Inertial Measurement Unit Fall Detection Dataset (IMU Dataset) is a dataset devised to benchmark fall detection and prediction algorithms based on acceleration, angular velocity and magnetic fields of body-worn APDM Opal IMU sensors recording at 128 Hz at 7 body locations (right ankle, left ankle, right thigh, left thigh, head, sternum, and waist). Detailed description of the dataset and column names are in README.txt file.

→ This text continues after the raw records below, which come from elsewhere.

PR #9186, opened 2022-01-12
File Structure and Hard Coded Banner

The-Beez-Kneez:
This is just to get us a general component outline as well as our dummy data in and fresh.

### DIFF
--- a/src/desktop/apps/diverselyOwnedGalleries/data.ts
+++ b/src/desktop/apps/diverselyOwnedGalleries/data.ts
@@ -1,97 +1,332 @@
 export const diverseGalleries = {
-  "blackOwnedGalleries": {
+  blackOwnedGalleries: {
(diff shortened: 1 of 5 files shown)


src/desktop/apps/diverselyOwnedGalleries/data.ts
```diff
@@ -0,0 +1,332 @@
...
+      id: "5ff756f6c41b29001206784f",
+      slug: "art-lead-her",
+    },
+    "fountain-house-gallery": {
+      name: "Fountain House Gallery",
+      id: "55a3ed79726169063d0000b7",
+      slug: "fountain-house-gallery",
+    },
+  },
+}
```
dzucconi, line 332: I do think we should follow this up by just exposing a `badges` field on the partner. Wouldn't be difficult and would save us having to ship this data source.

PR #9187, opened 2022-01-12
Allow for redirecting outside of artsy.net (within reason) after auth

sweir27:
## Problem
While our `/signup` and `/login` pages accept a `redirectTo` parameter so a user can be navigated to a specific page post-login/sign up, currently that `redirectTo` only works for relative paths within artsy.net.

This has worked OK for our current purposes. However, we'd like to use force's login page instead of the gravity-backed login page when signing up via oauth on non-artsy.net sites (like when signing in via live.artsy.net). This restriction makes that currently not possible, as if a user navigates to artsy.net/login from a non-artsy.net page, they cannot be redirected back.

## Solution
Add an environment variable, `AUTH_REDIRECT_ALLOWED_HOSTS`, where we can configure hosts that we'd like to allow redirects to after auth. This will likely include a combination of `api.artsy.net`, `artsy.net`, `www.artsy.net`, `staging.artsy.net`, ... etc. depending on the environment.

Some more comments inline!

**Update 1/13/22**
Right now, redirection happens on the client, which means we would have to expose our array of allowed hosts on the client. I added a commit to instead expose a route `/auth-redirect?redirectTo=`. After auth-ing with api.artsy.net, if you're not redirecting to an artsy.net URL, we send you to that internal route, which will decide whether or not to redirect you.


src/v2/Apps/Authentication/Utils/helpers.ts
```diff
@@ -143,9 +143,22 @@ export async function apiAuthWithRedirectUrl(
...
+
+  const allowedHosts = sd.AUTH_REDIRECT_ALLOWED_HOSTS?.split(",") || []
+
+  if (!allowedHosts.includes(redirectPath.hostname)) {
+    // If it's not, redirect to the homepage
+    redirectURL = new URL("/", sd.APP_URL)
+  }
+
+  // const strippedRedirectURL =
+  //   redirectURL.origin + redirectURL.pathname + redirectURL.search
```
sweir27, line 156: I'm not sure why the current behavior re-creates the URL via concatenation vs. just using the provided `URL`. I removed it, and tests pass/behavior looks OK.

If we want to keep this concatenation behavior, I can uncomment this line (and pass that `strippedRedirectURL` through).

src/v2/Apps/Authentication/Utils/helpers.ts
```diff
@@ -143,9 +143,22 @@ export async function apiAuthWithRedirectUrl(
   response: Response,
   redirectPath: URL
 ): Promise<URL> {
-  const redirectUrl = sd.APP_URL + redirectPath.pathname + redirectPath.search
+  let redirectURL = redirectPath
+
+  const allowedHosts = sd.AUTH_REDIRECT_ALLOWED_HOSTS?.split(",") || []
```
sweir27, line 148: With this behavior, all hosts need to be configured (including the existing `APP_URL`). Alternatively, we could add logic to allow for both `AUTH_REDIRECT_ALLOWED_HOSTS` and `APP_URL`, which will also allow for a less risky deploy.

src/lib/setup_sharify.js
```diff
@@ -34,6 +34,7 @@ sharify.data = _.extend(
     "APPLICATION_NAME",
     "ARTSY_EDITORIAL_CHANNEL",
     "AUCTION_ZENDESK_KEY",
+    "AUTH_REDIRECT_ALLOWED_HOSTS",
```
joeyAghion, line 37: Just confirming: this list is _not_ sent to the client?

src/v2/Apps/Authentication/Utils/helpers.ts
joeyAghion: It's reasonable to apply _different_ logic when redirecting internally vs. externally, so I think it would be nice if `AUTH_REDIRECT_ALLOWED_HOSTS` included only the external hosts, and `APP_URL` was accepted independently. (That also makes the empty default safer to deploy and reasonable for development.)

src/config.ts
```diff
@@ -29,6 +29,7 @@ export const APPLICATION_NAME: any = "force-staging"
 export const APPLY_URL: any = "http://apply.artsy.net"
 export const ARTSY_EDITORIAL_CHANNEL: any = "5759e3efb5989e6f98f77993"
 export const AUCTION_ZENDESK_KEY: any = null
+export const AUTH_REDIRECT_ALLOWED_HOSTS: any = "localhost"
```
joeyAghion, line 32: I might call this `ALLOWED_REDIRECT_HOSTS` for readability.

joeyAghion (approved):

src/v2/Apps/Authentication/Server/redirectPostAuth.ts
```diff
@@ -0,0 +1,24 @@
+export function redirectPostAuth({ req, res }) {
```
sweir27, line 1: This function handles the logic to determine whether or not a redirect from artsy.net is "safe".

First, we ensure that all of the configured allowed hosts are *.artsy.net domains (or localhost is OK, if you're in local development).

Then, we redirect to either the artsy.net homepage (if the URL is not allowed), or to the requested external URL.

src/v2/Apps/Authentication/Utils/helpers.ts
```diff
@@ -103,7 +103,13 @@ export const handleSubmit = async (
 
       const result = await apiAuthWithRedirectUrl(res, afterAuthURL)
 
-      window.location.assign(result.href)
+      if (result.origin === sd.APP_URL) {
```
sweir27, line 106: If you're trying to redirect to an internal URL, we allow that. Otherwise, you get sent to the server.

src/v2/Apps/Authentication/Utils/helpers.ts
sweir27: @joeyAghion what do you think about this?

src/v2/Apps/Authentication/Server/redirectPostAuth.ts
```diff
@@ -0,0 +1,24 @@
...
+  const redirectTo = req.query["redirectTo"]
+
+  const configuredAllowedHosts =
+    process.env.ALLOWED_REDIRECT_HOSTS?.split(",") || []
```
sweir27, line 5: @damassi what is our preferred convention for accessing env vars that are not in sharify (i.e. server-side only)? I'm not sure if this is it.

damassi: we should use `getENV`

src/v2/Apps/Authentication/Utils/helpers.ts
damassi: `getENV('APP_URL')`

src/v2/Apps/Authentication/Server/redirectPostAuth.ts
damassi: Though this also works!

damassi (dismissed):
This looks great. If there's a relevant test that can be written in [here](https://github.com/artsy/force/blob/5d9fb3bf3e820d823ccc3a4ac205825686c4e3bd/src/v2/Apps/Authentication/__tests__/authenticationRoutes.jest.tsx) we should, but otherwise LGTM!

joeyAghion (dismissed):

sweir27:
Updated based on comments! Planning to merge this in on Monday so I have some time to test all of the various flows.

src/v2/Apps/Authentication/__tests__/authenticationRoutes.jest.tsx
```diff
@@ -22,10 +23,23 @@ jest.mock("../Utils/helpers", () => ({
...
+  const mockGetENV = getENV as jest.Mock
+
+  mockGetENV.mockImplementation(key => {
+    switch (key) {
+      case "APP_URL":
+        return "https://artsy.net"
+      case "ALLOWED_REDIRECT_HOSTS":
+        return "off.artsy.net"
+    }
+  })
```
damassi, line 42: unless strictly necessary being here I'd move this block down into the test where its relevant, just so future tests don't accidentally collide with another's expectation

PR #9188, opened 2022-01-12
feat: add item for segment/onetrust integration

artsyjian:
Follows https://github.com/artsy/force/pull/8853 which integrated Segment/OneTrust. The integration requires us to assign cookie categories to relevant Segment Destinations. Update Best Practices doc about how to do that.


damassi:
Thank you for the update 👍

Use of this dataset in publications must be acknowledged by referencing the following publication: - Omar Aziz, Magnus Musngi, Edward J. Park, Greg Mori, Stephen N. Robinovitch. "A comparison of accuracy of fall detection algorithms (threshold-based vs. machine learning) using waist-mounted tri-axial accelerometer signals from a comprehensive set of falls and non-fall trials". SpringerLink Med Biol Eng Comput (2017) 55: 45.
We also appreciate if you drop us an email (stever@sfu.ca and oaziz@sfu.ca) to inform us of any publication using this dataset, so we can point to your publication on our webpage.
Format of data is tabular and content type is sensor data. Software used was Excel.
Confidentiality declaration: The dataset does not contain personal identifiable information. All human subjects provided written consent prior to data collection.
This dataset was originally deposited in the Simon Fraser University institutional repository.